Stored data entries

PR #3105, opened 2020-09-22
Fix the normal matrix when det < 0.

### LINKED ISSUE #3001: How to mirror Camera around X-axis?
I want to mirror my scene around the X-axis so I tried to flip the X-axis by setting the X scale of my camera matrix to -1 but this results in a pure black scene.  I'm trying to get the same behavior as in Blender. For example, consider this scene where I've set the X scaling to -1 of the default camera. When viewing through the _default viewport camera_ you see the normal scene (w/o the X-mirroring).

image

Then, when I look through the _camera with the -1 X scaling_, I get:

image

When I render my scene without the negative X scaling it renders fine. 

Is there an obvious answer to why this doesn't work in Filament?  I've got an idea what might cause this in my engine, but before I dive into that I was wondering if there is a simple explanation why this might be an issue with Filament.

prideout:
This was tested by replacing the node 0 scale in BusterDrone with [-1, 1, 1].

Fixes #3001.

### DIFF
--- a/filament/src/Scene.cpp
+++ b/filament/src/Scene.cpp
@@ -199,6 +199,12 @@ void FScene::updateUBOs(utils::Range<uint32_t> visibleRenderables, backend::Hand
         mat3f m = mat3f::getTransformForNormals(model.upperLeft());
         m *= mat3f(1.0f / std::sqrt(max(float3{length2(m[0]), length2(m[1]), length2(m[2])})));
 
+        // Since our "getTransformForNormals" matrix omits the divide-by-determinant step,
+        // it has the wrong sign when the determinant is negative.
+        if (sceneData.elementAt<REVERSED_WINDING_ORDER>(i)) {
+            m = -m;
+        }
+
         UniformBuffer::setUniform(buffer,
                 offset + offsetof(PerRenderableUib, worldFromModelNormalMatrix), m);
 
--- a/libs/math/include/math/mat3.h
+++ b/libs/math/include/math/mat3.h
@@ -260,6 +260,24 @@ public:
     /**
      * Returns a matrix suitable for transforming normals
      *
+     * The inverse-transpose of a matrix is equal to its cofactor matrix divided by its determinant:
+     *
+     *     transpose(inverse(M)) = cof(M) / det(M)
+     *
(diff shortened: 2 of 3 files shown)


prideout:
For future reference, the following commit is when we switched from transpose(inverse()) to cof()

https://github.com/google/filament/commit/f728776714d4521a44d2f21da473f9f96fd09907

filament/src/Scene.cpp
```diff
@@ -199,6 +199,12 @@ void FScene::updateUBOs(utils::Range<uint32_t> visibleRenderables, backend::Hand
         mat3f m = mat3f::getTransformForNormals(model.upperLeft());
         m *= mat3f(1.0f / std::sqrt(max(float3{length2(m[0]), length2(m[1]), length2(m[2])})));
 
+        // Since our "getTransformForNormals" matrix omits the divide-by-determinant step,
+        // it has the wrong sign when the determinant is negative.
+        if (sceneData.elementAt<REVERSED_WINDING_ORDER>(i)) {
```
romainguy, line 204: Should we do this in `getTransformForNormals`?

romainguy (approved):

filament/src/Scene.cpp
prideout: Maybe, but if we move it then we will be computing the determinant twice, which is somewhat redundant.  I'm on the fence.  @pixelflinger : you made the original switch to cof(), what do you think?

prideout: Also note that `getTransformForNormals` is used in a couple other places, e.g. when determining dominant light direction.  So yeah maybe we should make it slower and just add a divide-by-det in there.

prideout: Dale Weiler's [GitHub post](https://github.com/graphitemaster/normals_revisited) makes the argument that we should just use the raw cofactor matrix, but I didn't understand one of the steps in his algebra.  Moreover Lengyel never makes such a claim.  In practice, dividing the cof by the det (and therefore using the inverse-transpose) seems to fix this particular issue.

prideout:
Actually, let me close and research this a little more.  Using the cofactor matrix *should* be correct.

PR #3107, opened 2020-09-22
gltfio: Fix "uniform not found" errors.

prideout:
The equality operator for MaterialKey was missing some fields (also, its
ordering was inconsistent with the struct), which caused faulty behavior
in the material cache.

I ran into this bug when testing against a Blender-exported model that
has some materials with texture transforms, and some without.

### DIFF
--- a/libs/gltfio/src/MaterialProvider.cpp
+++ b/libs/gltfio/src/MaterialProvider.cpp
@@ -26,25 +26,28 @@ bool operator==(const MaterialKey& k1, const MaterialKey& k2) {
         (k1.unlit == k2.unlit) &&
         (k1.hasVertexColors == k2.hasVertexColors) &&
         (k1.hasBaseColorTexture == k2.hasBaseColorTexture) &&
-        (k1.hasMetallicRoughnessTexture == k2.hasMetallicRoughnessTexture) &&
         (k1.hasNormalTexture == k2.hasNormalTexture) &&
         (k1.hasOcclusionTexture == k2.hasOcclusionTexture) &&
         (k1.hasEmissiveTexture == k2.hasEmissiveTexture) &&
+        (k1.useSpecularGlossiness == k2.useSpecularGlossiness) &&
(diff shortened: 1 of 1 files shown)


libs/gltfio/src/MaterialProvider.cpp
```diff
@@ -26,25 +26,28 @@ bool operator==(const MaterialKey& k1, const MaterialKey& k2) {
...
         (k1.hasTransmission == k2.hasTransmission) &&
+        (k1.hasTextureTransforms == k2.hasTextureTransforms) &&
+        (k1.emissiveUV == k2.emissiveUV) &&
+        (k1.aoUV == k2.aoUV) &&
+        (k1.normalUV == k2.normalUV) &&
         (k1.hasTransmissionTexture == k2.hasTransmissionTexture) &&
-        (k1.clearCoatUV == k2.clearCoatUV) &&
-        (k1.clearCoatRoughnessUV == k2.clearCoatRoughnessUV) &&
-        (k1.clearCoatNormalUV == k2.clearCoatNormalUV);
+        (k1.transmissionUV == k2.transmissionUV);
```
romainguy, line 50: That's why I hate writing comparison functions for structs. I wish there was a safer way of doing this :/

romainguy (approved):

bejado (approved):

libs/gltfio/src/MaterialProvider.cpp
pixelflinger: for a struct like this, maybe we can have its ctors memset itself to make sure all padding is 0 and have the comparison operator just do memcmp?

pixelflinger (approved):

prideout:
@pixelflinger sorry I merged before reading your suggestion.  Yes, let's just migrate over to memcmp next time we need to touch this code.

I wish that C++ would do this for us, since it's just a POD.  C++20 makes it a little easier to generate comparison operators, but not equality.  Sigh.

PR #3108, opened 2020-09-22
Flip the shading normal when det < 0.

### LINKED ISSUE #3001: How to mirror Camera around X-axis?

prideout:
This is similar to my first attempt but now I'm more happy with the comments and explanations that I've added.

This was tested by replacing the node 0 scale in BusterDrone with [-1, 1, 1].

For future reference, commit f728776 shows when we switched from transpose(inverse()) to cof(). This was a good change, but before that particular change, we had a "two wrongs made a right" situation for mirrored normals.

Fixes #3001.

Before / After screenshots for Node_NegativeScale_07:

bad
good

### DIFF
--- a/filament/src/Scene.cpp
+++ b/filament/src/Scene.cpp
@@ -199,6 +199,13 @@ void FScene::updateUBOs(utils::Range<uint32_t> visibleRenderables, backend::Hand
         mat3f m = mat3f::getTransformForNormals(model.upperLeft());
         m *= mat3f(1.0f / std::sqrt(max(float3{length2(m[0]), length2(m[1]), length2(m[2])})));
 
+        // The shading normal must be flipped for mirror transformations.
+        // Basically we're shading the other side of the polygon and therefore need to negate the
+        // normal, similar to what we already do to support double-sided lighting.
+        if (sceneData.elementAt<REVERSED_WINDING_ORDER>(i)) {
+            m = -m;
+        }
+
         UniformBuffer::setUniform(buffer,
                 offset + offsetof(PerRenderableUib, worldFromModelNormalMatrix), m);
 
--- a/libs/math/include/math/mat3.h
+++ b/libs/math/include/math/mat3.h
@@ -260,6 +260,26 @@ public:
     /**
      * Returns a matrix suitable for transforming normals
      *
+     * Note that the inverse-transpose of a matrix is equal to its cofactor matrix divided by its
+     * determinant:
+     *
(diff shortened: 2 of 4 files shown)


romainguy (approved):

bejado (approved):

filament/src/Scene.cpp
```diff
@@ -199,6 +199,13 @@ void FScene::updateUBOs(utils::Range<uint32_t> visibleRenderables, backend::Hand
         mat3f m = mat3f::getTransformForNormals(model.upperLeft());
         m *= mat3f(1.0f / std::sqrt(max(float3{length2(m[0]), length2(m[1]), length2(m[2])})));
 
+        // The shading normal must be flipped for mirror transformations.
+        // Basically we're shading the other side of the polygon and therefore need to negate the
+        // normal, similar to what we already do to support double-sided lighting.
+        if (sceneData.elementAt<REVERSED_WINDING_ORDER>(i)) {
+            m = -m;
```
pixelflinger, line 206: I can't convince myself it is correct to flip T, B and N as this changes the handed-ness -- is this how others are doing it? Wouldn't that mirror the uv? is that what we want?

romainguy: That's with a negative scale. It reminds me of double sidedness where you can mirror or not mirror and I couldn't find a common solution (Unity HDRP lets you choose which behavior you want).

prideout: This has the effect of flipping T and N inside `main.vs`. 

B is still N x T (so handedness is the same) because we compute it in `shading_parameters.fs`.

ThreeJS renders the mirrored BusterDrone correctly without doing this explicitly because they use a traditional inverse-transpose rather than a cofactor matrix, and therefore already have the determinant sign accounted for.

pixelflinger (approved):

PR #3110, opened 2020-09-22
Implement Screen Space Cone Tracing (SSCT)

pixelflinger:
This is a technique from Naughty Dog used in TLOU2, where we compute
the "ambient" shadowing of a dominant light in screen-space using cone
tracing.

This is currently integrated to the SSAO pass.

ssct

### DIFF
--- a/android/filament-android/src/main/cpp/View.cpp
+++ b/android/filament-android/src/main/cpp/View.cpp
@@ -196,7 +196,7 @@ Java_com_google_android_filament_View_nGetAmbientOcclusion(JNIEnv*, jclass, jlon
 extern "C" JNIEXPORT void JNICALL
 Java_com_google_android_filament_View_nSetAmbientOcclusionOptions(JNIEnv*, jclass,
     jlong nativeView, jfloat radius, jfloat bias, jfloat power, jfloat resolution, jfloat intensity,
-    jint quality, jint upsampling, jboolean enabled, jfloat minHorizonAngleRad) {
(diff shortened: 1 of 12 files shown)


romainguy (approved):

android/filament-android/src/main/cpp/View.cpp
```diff
@@ -196,19 +196,42 @@ Java_com_google_android_filament_View_nGetAmbientOcclusion(JNIEnv*, jclass, jlon
...
+    options.lowPassFilter = (View::QualityLevel)lowPassFilter;
+    options.upsampling = (View::QualityLevel)upsampling;
+    options.enabled = (bool)enabled;
+    options.minHorizonAngleRad = minHorizonAngleRad;
+    view->setAmbientOcclusionOptions(options);
+}
+
+
+extern "C" JNIEXPORT void JNICALL
+Java_com_google_android_filament_View_nSetSSCTOptions(JNIEnv *, jclass, jlong nativeView,
```
prideout, line 217: Ah, took me a second to realize you had to split this in order to keep the arg count reasonable.  I wish JNI was nicer with POD structs.  :-\

prideout (approved):

romainguy (approved):

android/filament-android/src/main/cpp/View.cpp
pixelflinger: yeah, on the C++ I have to read the structure from filament, but that seemed easier to do it this way.

PR #3111, opened 2020-09-22
cmgen / mipgen: add opt-in for ASTC / ETC support.

prideout:
Block compression is currently only used when we invoke mipgen for the
suzanne demo. This PR makes it easy to disable.

Block compression is still enabled in our CMake build, but other build
systems can simply omit BlockCompression.{h,cpp} and it will "just
work".


libs/imageio/CMakeLists.txt
```diff
@@ -35,6 +35,11 @@ if (WIN32)
     target_link_libraries(${TARGET} PRIVATE wsock32)
 endif()
 
+# ==================================================================================================
+# Transitive macro definitions
+# ==================================================================================================
+target_compile_definitions(${TARGET} PUBLIC IMAGEIO_SUPPORTS_BLOCK_COMPRESSION)
```
romainguy, line 41: Shouldn't you not link against astcenc when IMAGEIO_SUPPORTS_BLOCK_COMPRESSION isn't set? cmgen will depend on imageio and imageio compils BlockCompression.cpp

prideout: Block compression is still always enabled in our CMake build, this change allows other build systems to make it optional.

romainguy: That's my question, how does this make it optional? Our code doesn't check for this define in imageio.

prideout: Ah the PR had a bad title, it actually makes it optional in cmgen / mipgen.

imageio itself doesn't need any changes because the build system can simply omit BlockCompression.{h,cpp}

romainguy (approved):

bejado (approved):

PR #3114, opened 2020-09-23
matdbg: allow edits without trailing newline.

prideout:


bejado (approved):

libs/matdbg/src/ShaderReplacer.cpp
```diff
@@ -300,11 +300,11 @@ void ShaderIndex::encodeShadersToIndices() {
         offset += sizeof(uint32_t);
 
         const char* s = record.decodedShaderText.c_str();
```
pixelflinger, line 302: `s` could be `const` here

libs/matdbg/src/ShaderReplacer.cpp
```diff
@@ -300,11 +300,11 @@ void ShaderIndex::encodeShadersToIndices() {
...
-        size_t length = record.decodedShaderText.length();
-        for (size_t cur = 0; s[cur] != '\0'; cur++) {
+        const size_t length = record.decodedShaderText.length();
+        for (size_t cur = 0; cur < length; cur++) {
```
pixelflinger, line 304: is it possible to have a `\0` before we reach `length`?

libs/matdbg/src/ShaderReplacer.cpp
```diff
@@ -300,11 +300,11 @@ void ShaderIndex::encodeShadersToIndices() {
...
             size_t pos = cur;
             size_t len = 0;
-            while (s[cur] != '\n') {
+            while (s[cur] != '\n' && s[cur] != '\0') {
```
pixelflinger, line 307: why look for the `\0` here instead of relying only on `length`, like for the outer loop?

pixelflinger (approved):

libs/matdbg/src/ShaderReplacer.cpp
prideout: Fixed.  Also renamed.

libs/matdbg/src/ShaderReplacer.cpp
prideout: Yes they are equivalent, fixed.

libs/matdbg/src/ShaderReplacer.cpp
prideout: This is not possible because length() counts up to the null.

Btw I just noticed that we are already inconsistent about using length() vs size()  (they are equivalent)

libs/matdbg/src/ShaderReplacer.cpp
prideout: Actually this was a good catch, this should use `length` rather than `\0` to robust against unicode strings.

■ **What is being asked**: Print the line containing "Btw I just noticed" and every line after it to the end of the records above, exactly as written, and nothing else.

■ **Written answer**:
Btw I just noticed that we are already inconsistent about using length() vs size()  (they are equivalent)

libs/matdbg/src/ShaderReplacer.cpp
prideout: Actually this was a good catch, this should use `length` rather than `\0` to robust against unicode strings.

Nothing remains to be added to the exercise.